The state didn’t officially adopt the song until 1939, but legislators have tried — and failed — since the 1970s to replace or edit it, the Baltimore Sun reported this month. One delegate on Monday proposed replacing it with “The Star Spangled Banner,” written by fellow Marylander Francis Scott Key, though that amendment was rejected.

Racial injustice spurred calls for the song’s repeal

George Floyd’s death at the hands of police in Minnesota reignited national attention to anti-Black racism and states’ racist histories, including what symbols they revered.

Kagan, who also cited the deaths of Freddie Gray, a Baltimore man who died from injuries he sustained in police custody, and Breonna Taylor, said the “pressure to finally get rid of offensive Confederate-themed symbols … became consensus.”

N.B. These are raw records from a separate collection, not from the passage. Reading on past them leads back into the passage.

PR #485, opened 2025-10-01
[PM-26354] Add methods to un-/wrap asymmetric keys in keystore context (1/3)

iinuwa:
## 🎟️ Tracking

[PM-26354](https://bitwarden.atlassian.net/browse/PM-26354)

## 📔 Objective

In order to use support PRF keys in the mobile clients, we need to generate rotateable keysets in . This adds the necessary methods to the keystore needed for creating the rotateable keysets.

## ⏰ Reminders before review

- CI builds passed
  team

## 🦮 Reviewer guidelines

[PM-26354]: https://bitwarden.atlassian.net/browse/PM-26354?atlOrigin=eyJpIjoiNWRkNTljNzYxNjVmNDY3MDlhMDU5Y2ZhYzA5YTRkZjUiLCJwIjoiZ2l0aHViLWNvbS1KU1cifQ

### DIFF
--- a/crates/bitwarden-crypto/src/store/context.rs
+++ b/crates/bitwarden-crypto/src/store/context.rs
@@ -8,11 +8,11 @@ use zeroize::Zeroizing;
 
 use super::KeyStoreInner;
 use crate::{
-    AsymmetricCryptoKey, BitwardenLegacyKeyBytes, ContentFormat, CryptoError, EncString, KeyId,
-    KeyIds, PublicKeyEncryptionAlgorithm, Result, RotatedUserKeys, Signature, SignatureAlgorithm,
-    SignedObject, SignedPublicKey, SignedPublicKeyMessage, SigningKey, SymmetricCryptoKey,
-    UnsignedSharedKey, derive_shareable_key, error::UnsupportedOperationError, signing,
-    store::backend::StoreBackend,
+    AsymmetricCryptoKey, AsymmetricPublicCryptoKey, BitwardenLegacyKeyBytes, ContentFormat,
+    CryptoError, EncString, KeyId, KeyIds, Pkcs8PrivateKeyBytes, PublicKeyEncryptionAlgorithm,
+    Result, RotatedUserKeys, Signature, SignatureAlgorithm, SignedObject, SignedPublicKey,
+    SignedPublicKeyMessage, SigningKey, SpkiPublicKeyBytes, SymmetricCryptoKey, UnsignedSharedKey,
+    derive_shareable_key, error::UnsupportedOperationError, signing, store::backend::StoreBackend,
 };
 
 /// The context of a crypto operation using [super::KeyStore]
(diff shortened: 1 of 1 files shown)


crates/bitwarden-crypto/src/store/context.rs
```diff
@@ -241,6 +241,97 @@ impl<Ids: KeyIds> KeyStoreContext<'_, Ids> {
...
+    }
+
+    /// Decrypt an asymmetric public key into the context using an already existing symmetric key
+    ///
+    /// # Arguments
+    ///
+    /// * `wrapping_key` - The key id used to decrypt the `wrapped_key`. It must already exist in
+    ///   the context
+    /// * `wrapped_key` - The key to decrypt
+    pub fn unwrap_public_key(
```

The Maryland Senate voted unanimously to repeal the song earlier this month, Kagan said. The most recent bill marked the third time she sponsored the repeal, a stance her predecessor in the Senate shared.

As of now, there is no song set to replace “Maryland, My Maryland” as the state song. Previous iterations of the legislation proposed a competition to select a new song, but Kagan said that, given the pandemic, it “was not an appropriate use of our limited time” to focus on a replacement (though she said that Rep. Jamie Raskin, a former Maryland state senator, had written a state song that could one day be a worthy successor).

“I wanted to put brackets around the state song and move on,” she said. “In future years, we can have a conversation about the new state song.”

It’s up to Gov. Hogan to sign off on the repeal. Kagan said she’d be surprised if the governor, a moderate Republican, didn’t approve the repeal and “join us in celebrating.”